# D2G Power Button Woes, need help



## sixstringedmatt (Aug 13, 2011)

Hey guys,

So apparently Asurion doesn't cover buttons being depressed/stuck. First, anyone have luck with third-party shops being able to fix this? I am only a month in on this Asurion replacement and I no longer have a warranty, and I don't want to pay the deductible. Any idea how successful they are in fixing these issues?

On the other hand, I am going to look into rerouting the function of a power button to a different button altogether. Since I boot into recovery, bootloader, etc. would this work still? For instance, if my camera button is power, would I hit power and volume buttons to get into Bootloader? I realize I can just pull the battery out and put it back in too, but this is for convenience.

You can stop and help here or continue reading if you want to submit your 2 cents on other issues.

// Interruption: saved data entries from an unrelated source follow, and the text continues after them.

PR #2556, opened 2020-06-29
[DEV-4443] AC 1 - Don't carry forward TAS in account downloads

kbard:
**Description:**

Before we were returning the final TAS rows for a fiscal year regardless of the quarter in which it falls.

Now, for Files A and B, we only return TAS rows in the quarter or period requested.  For File C we only return rows in the quarter or period requested OR previous periods if the `transaction_obligated_amount` is non-zero.

Also "fixed" a few typos and bad imports.

And updated the account download endpoint to accepts quarter OR periods.  Is backward compatible so front end should be unaffected until they are ready to support periods.

    - [x] Backend
5. [x] Frontend unaffected (new contract stuff, but backward compatible)
8. [x] Jira Ticket [DEV-4443](https://federal-spending-transparency.atlassian.net/browse/DEV-4443):

### DIFF
--- a/usaspending_api/api_contracts/contracts/v2/download/accounts.md
+++ b/usaspending_api/api_contracts/contracts/v2/download/accounts.md
@@ -95,14 +95,14 @@ Generate files and return metadata using filters on custom account
 + `fy` (required, string)
     The fiscal year to filter by in the format `YYYY`
 + `quarter` (optional, enum[string])
-    Either `quarter` or `period` is required.  Do not supply both.
+    Either `quarter` or `period` is required.  Do not supply both.   Note that both monthly and quarterly submissions will be included in the resulting download file even if only `quarter` is provided.
     + Members
         + `1`
         + `2`
         + `3`
         + `4`
 + `period` (optional, enum[string])
-    Either `quarter` or `period` is required.  Do not supply both.  Agencies cannot submit data for period 1 so it is disallowed as a query filter.
+    Either `quarter` or `period` is required.  Do not supply both.  Agencies cannot submit data for period 1 so it is disallowed as a query filter.   Note that both monthly and quarterly submissions will be included in the resulting download file even if only `period` is provided.
     + Members
         + `2`
         + `3`
--- a/usaspending_api/api_contracts/contracts/v2/download/accounts.md
+++ b/usaspending_api/api_contracts/contracts/v2/download/accounts.md
@@ -94,9 +94,24 @@ Generate files and return metadata using filters on custom account
         + `award_financial`
 + `fy` (required, string)
     The fiscal year to filter by in the format `YYYY`
-+ `quarter` (required, enum[string])
++ `quarter` (optional, enum[string])
+    Either `quarter` or `period` is required.  Do not supply both.
     + Members
         + `1`
         + `2`
         + `3`
         + `4`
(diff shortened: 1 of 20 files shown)


usaspending_api/api_contracts/contracts/v2/download/accounts.md
```diff
@@ -94,9 +94,24 @@ Generate files and return metadata using filters on custom account
...
++ `quarter` (optional, enum[string])
+    Either `quarter` or `period` is required.  Do not supply both.   Note that both monthly and quarterly submissions will be included in the resulting download file even if only `quarter` is provided.
     + Members
         + `1`
         + `2`
         + `3`
         + `4`
++ `period` (optional, enum[string])
+    Either `quarter` or `period` is required.  Do not supply both.  Agencies cannot submit data for period 1 so it is disallowed as a query filter.   Note that both monthly and quarterly submissions will be included in the resulting download file even if only `period` is provided.
+    + Members
```
MaxwellKendall, line 106: @kbard 

Is there no period 1?

Also, can you confirm the return implicitly includes previous periods w/in the same FY?

For example, if I request period 4, it will return data for all periods in that FY less than or equal to period 4.

kbard: There is no period 1.

As for your second question, the logic is fairly complicated.  From in-code comments:
```
# For Files A and B, we only care about the specific period or quarter requested; e.g. "get
# me Period 4 monthly submissions AND Quarter 1 quarterly submissions".  This is because
# monthly and quarterly submissions are on different tracks but both need to be included in
# the download file.

# For File C, we include rows in the specific period/quarter requested AND rows from
# previous periods or quarters where the transaction_obligated_amount is non-zero.
```

So the answer is "it depends".  Some downloads return previous periods some do not.

kbard: So to follow-up on this from a Slack call Max and I had, since our current use case is always "from the beginning of the FY up to and including the quarter/period selected", all the front end needs to return is the FY and quarter or period for all endpoints that use the period/period picker.  The endpoint will handle the logic for deciding whatever needs to be returned.

usaspending_api/common/helpers/fiscal_year_helpers.py
```diff
@@ -46,7 +48,7 @@ def generate_fiscal_year(date):
     return year
 
 
-def generate_fiscal_month(date):
+def generate_fiscal_period(date):
```
tony-sappe, line 51: I tend to prefer "month" over "period" since the "time period" could be in years, quarters, or months. I understand there are inconsistencies with source data, so any normalization we can do it appreciated

usaspending_api/common/helpers/orm_helpers.py
```diff
@@ -145,7 +191,3 @@ def subaward_types_are_valid_groups(type_list):
     is_procurement = set(type_list).difference(set(procurement_type_mapping.keys()))
     is_assistance = set(type_list).difference(set(assistance_type_mapping.keys()))
     return bool(is_procurement) != bool(is_assistance)  # clever XOR logic
-
-
-def category_to_award_materialized_views():
```
tony-sappe, line 150: Thanks, I noticed that isn't used too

UNRELATED: I am eligible for an upgrade soon. I am going to hold on to this thing as long as I can, but the HTC Vigor (Incredible HD) is around the corner and has sparked my interest. Anyone in the similar boat? I still can't believe Asurion would ASSUME buttons getting stuck is a user-related issue. I am honest in saying the phone hasn't been abused, I can't see how they automatically write off the manufacturer and couldn't possibly fathom its their fault. Talked to a supervisor about it, got nowhere too. Bleh.

Thanks guys


----------



## aceoyame (Jun 23, 2011)

sixstringedmatt said:


> Hey guys,
> 
> So apparently Asurion doesn't cover buttons being depressed/stuck. First, anyone have luck with third-party shops being able to fix this? I am only a month in on this Asurion replacement and I no longer have a warranty, and I don't want to pay the deductible. Any idea how successful they are in fixing these issues?
> 
> ...


Just go ***** to verizon, that always seems to work with this peice of shit phone lol. Say you got a replacement and the damn thing is having issues already within a month. BTW you could force the thing into a bootloop or I could send a build that gets it stuck at the M to say its having hardware issues


----------



## x13thangelx (Jun 8, 2011)

go into term emulator and type

su
rm -r /system

then take it to VZW 

disclaimer: that was a joke, i am NOT telling you to do that. However, if you want a bootloop that is a perfectly workable way to do it.


----------



## aceoyame (Jun 23, 2011)

x13thangelx said:


> go into term emulator and type
> 
> su
> rm -r /system
> ...


That would definately work lmao


----------



## sixstringedmatt (Aug 13, 2011)

So verizon could help? I thought because I used asurion I have to deal with them? It's a really crappy policy regarding the power button.


----------



## aceoyame (Jun 23, 2011)

sixstringedmatt said:


> So verizon could help? I thought because I used asurion I have to deal with them? It's a really crappy policy regarding the power button.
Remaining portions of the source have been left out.